# Flyway Highway



## KEN W (Feb 22, 2002)

Anybody seen these characters on OL Channel????

They were actually ski boarding outside the decoys during a lul in the hunting. :rollin:


----------



## slough (Oct 12, 2003)

They're so bad its actually kinda entertaining and funny, but yeah I don't think I could watch more than 5 minutes of a show.


----------



## jhegg (May 29, 2004)

I saw their show this past weekend. I thought it was pretty lame. However, if you liked to watch two guys driving all over the place with their hot dog GPS unit, then it would be a very good show.


----------



## taddy1340 (Dec 10, 2004)

uke:


----------



## gundogguru (Oct 7, 2003)

It is by far the worst show on OLN. I would bet they won't have a 2nd season.


----------



## 4CurlRedleg (Aug 31, 2003)

Just what sportsman need for an example how we conduct ourselves in the outdoors.

I've watched my first and last episode this past weekend.


----------



## Shu (Oct 21, 2003)

4CurlRedleg said:


> Just what sportsman need for an example how we conduct ourselves in the outdoors.
> 
> I've watched my first and last episode this past weekend.


Couldn't agree more. That show is the worst "hunting" show ever made.
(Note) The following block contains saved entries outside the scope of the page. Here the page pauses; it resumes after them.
PR #505, opened 2021-07-28
LinOp arithmetic part 1

schmidtjonathan:
# In a Nutshell
Add (efficient) arithmetics for combinations of Linear Operators : Part 1

# Detailed Description
For some combinations of linear operators, there exist known arithmetics that can be implemented more efficiently.
E.g. `Kronecker @ Kronecker ~~> Kronecker` instead of yielding a `ProductLinearOperator` that builds up large call stacks.

# Related Issues
#509 ; mitigates the described problem in parts. (Subsequent PRs will consecutively solve the issue)


src/probnum/linops/_arithmetic.py
```diff
@@ -57,6 +94,295 @@ def matmul(op1: LinearOperator, op2: LinearOperator) -> LinearOperator:
...
+
+# Scaling
+def _mul_scalar_scaling(scalar: ScalarArgType, scaling: Scaling) -> Scaling:
+    if scaling.is_isotropic:
+        return Scaling(scalar * scaling.scalar, shape=scaling.shape)
+
+    return Scaling(scalar * scaling.factors, shape=scaling.shape)
+
+
+def _mul_scaling_scalar(scaling: Scaling, scalar: ScalarArgType) -> Scaling:
```
marvinpfoertner, line 109: This sort of 'reversed' method can be avoided by using a utility method similar to https://github.com/probabilistic-numerics/probnum/blob/2dadf9787357c5e3a54ed07fa466427fefc54185/src/probnum/randvars/_arithmetic.py#L103

src/probnum/linops/_arithmetic.py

To think that future generations may be watching that show thinking that is how hunting should be done........ :eyeroll:


----------



## Leo Porcello (Jul 10, 2003)

Maybe you guys should make your own hunting show!


----------



## Sasha and Abby (May 11, 2004)

Porkpie is just being defensive because the big ugly one is his cousin... :lol: :lol: :lol:


----------



## PJ (Oct 1, 2002)

I heard that OLN just bought the rights for the Nationally televised NHL games. Man I cannot wait to watch pro hockey again.


----------



## Leo Porcello (Jul 10, 2003)

Sasha and Abby said:


> Porkpie is just being defensive because the big ugly one is his cousin... :lol: :lol: :lol:


Hey I saw that picture of you in the e-mail you sent me of the Jamacin Speed Trap. Looks more like your kin than mine!


----------



## KEN W (Feb 22, 2002)

Billy and Buck was one of the worst but Flyway Highway is now the leader of worst outdoor shows.These guys shoot hens,spoonies etc.I wouldn't be surprised to see them shooting coot in an upcoming episode.


----------



## 4CurlRedleg (Aug 31, 2003)

> I wouldn't be surprised to see them shooting coot in an upcoming episode.


And then having a 7 minute segment on how to prepare for the table.
MMmmmm coots, it's what for dinner. :withstupid:

Playing jingle bells on the duck call and shooting a brown duck of some sort really got me excited for the season. Yes, you can smoke dope and be a successful duck hunter. :bs:


----------



## njsimonson (Sep 24, 2002)

> Man I cannot wait to watch pro hockey again.


Agreed - Im checking out the Wild Game the fourth weekend in Sept at the Ralph. Fun, fun, fun! Good to have the puck back!



> These guys shoot hens,spoonies etc.I wouldn't be surprised to see them shooting coot in an upcoming episode.


Someone should get them to pinpoint the cormorant nests in ND and MN...now THAT would be some quality programming.


----------



## Gunny (Aug 18, 2005)

I must agree that the show isn't the best show on OLN, but I must also admit that the worst huntin' show will ALWAYS be better than the best cycling/rodeo/survival show.

Gunny


----------



## oklahomawatrfwlr (Jan 31, 2005)

:withstupid: Along with hockey


----------



## KEN W (Feb 22, 2002)

:withstupid: ...why bother watching an NHL game????


----------



## BIRDSHOOTER (Jul 18, 2005)

gundogguru said:


> It is by far the worst show on OLN. I would bet they won't have a 2nd season.


How could any reputable network approve of such ******* garbage. .. I don't get it, who's approving OLN's lineup... 
uke: :roll:


----------



## dlip (May 16, 2004)

I enjoyed watching. Anything about duck hunting is good for me. It's better than that Tour De Lance bs.


----------



## The Dak (Nov 23, 2003)

Watched them this mid-morning solely from curiosity elicited by this thread. I have to agree-chuckleheads.

I have to believe that they are just a couple of guys from WI or MN that are trying to get a tax write-off for their hunting trips. I say that because 90% of their footage is either driving, convenience store, or restaurant.

Sort of funny, Tweedle-dee (the skinny one) yelled at a bunch of the guys cause they were farting around while he was talking on camera after the hunt. Afterwards, he said "thanks guys now we have to re-shoot". He acted like he was dead-serious, but they never re-shot! :roll:


----------



## njsimonson (Sep 24, 2002)

Tony Dean just lambasted them and OLN on his site recently too...sounds like a couple of dinks.


----------